BEGIN

Issue #45, opened 2018-10-19
Track location of original bytestring


redxaxder:
Tag deserialized types with an annotation that allows the original bytes to be recovered.

PR #70, opened 2018-10-25
[#45] Track offsets into bytestring when decoding

redxaxder:


ruhatch:
Changing direction on this one, so this PR is now unneeded.

PR #77, opened 2018-10-25
[#38] Change golden_ to camel case in tests

### LINKED ISSUE #38: Change 'golden_' to camel case in golden tests
We use `roundTrip` as a prefix for round trip tests, so we should be consistent. This also satisfies some hlint suggestions, so it should be good.

ruhatch:
Update golden tests to use camel case instead of underscores in the prefix.

Closes #38

### DIFF
--- a/binary/test/Test/Cardano/Binary/Helpers/GoldenRoundTrip.hs
+++ b/binary/test/Test/Cardano/Binary/Helpers/GoldenRoundTrip.hs
@@ -7,7 +7,7 @@ module Test.Cardano.Binary.Helpers.GoldenRoundTrip
        , roundTripsBiShow
        , roundTripsBiBuildable
        , compareHexDump
-       , legacyGoldenDecode
+       , deprecatedGoldenDecode
        ) where
 
 import           Cardano.Prelude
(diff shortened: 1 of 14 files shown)


binary/test/Test/Cardano/Binary/Helpers/GoldenRoundTrip.hs
```diff
@@ -7,7 +7,7 @@ module Test.Cardano.Binary.Helpers.GoldenRoundTrip
        , roundTripsBiShow
        , roundTripsBiBuildable
        , compareHexDump
-       , legacyGoldenDecode
+       , deprecatedGoldenDecode
```
redxaxder, line 10: Both "legacy" and "deprecated" have negative connotations. Maybe `byronGoldenDecode`?

redxaxder (approved):

binary/test/Test/Cardano/Binary/Helpers/GoldenRoundTrip.hs
ruhatch: Damian suggested this too, but we might use this for other things that we deprecate. I'm open to other suggestions, but I think deprecating is pretty normal (and therefore not too negative) term.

END

# [Task details]
Your reply should be an exact copy of every line from the line with "Tag deserialized types" through the final line of the data, and nothing more.

# [The answer]
Tag deserialized types with an annotation that allows the original bytes to be recovered.

PR #70, opened 2018-10-25
[#45] Track offsets into bytestring when decoding

redxaxder:


ruhatch:
Changing direction on this one, so this PR is now unneeded.

PR #77, opened 2018-10-25
[#38] Change golden_ to camel case in tests

### LINKED ISSUE #38: Change 'golden_' to camel case in golden tests
We use `roundTrip` as a prefix for round trip tests, so we should be consistent. This also satisfies some hlint suggestions, so it should be good.

ruhatch:
Update golden tests to use camel case instead of underscores in the prefix.

Closes #38

### DIFF
--- a/binary/test/Test/Cardano/Binary/Helpers/GoldenRoundTrip.hs
+++ b/binary/test/Test/Cardano/Binary/Helpers/GoldenRoundTrip.hs
@@ -7,7 +7,7 @@ module Test.Cardano.Binary.Helpers.GoldenRoundTrip
        , roundTripsBiShow
        , roundTripsBiBuildable
        , compareHexDump
-       , legacyGoldenDecode
+       , deprecatedGoldenDecode
        ) where
 
 import           Cardano.Prelude
(diff shortened: 1 of 14 files shown)


binary/test/Test/Cardano/Binary/Helpers/GoldenRoundTrip.hs
```diff
@@ -7,7 +7,7 @@ module Test.Cardano.Binary.Helpers.GoldenRoundTrip
        , roundTripsBiShow
        , roundTripsBiBuildable
        , compareHexDump
-       , legacyGoldenDecode
+       , deprecatedGoldenDecode
```
redxaxder, line 10: Both "legacy" and "deprecated" have negative connotations. Maybe `byronGoldenDecode`?

redxaxder (approved):

binary/test/Test/Cardano/Binary/Helpers/GoldenRoundTrip.hs
ruhatch: Damian suggested this too, but we might use this for other things that we deprecate. I'm open to other suggestions, but I think deprecating is pretty normal (and therefore not too negative) term.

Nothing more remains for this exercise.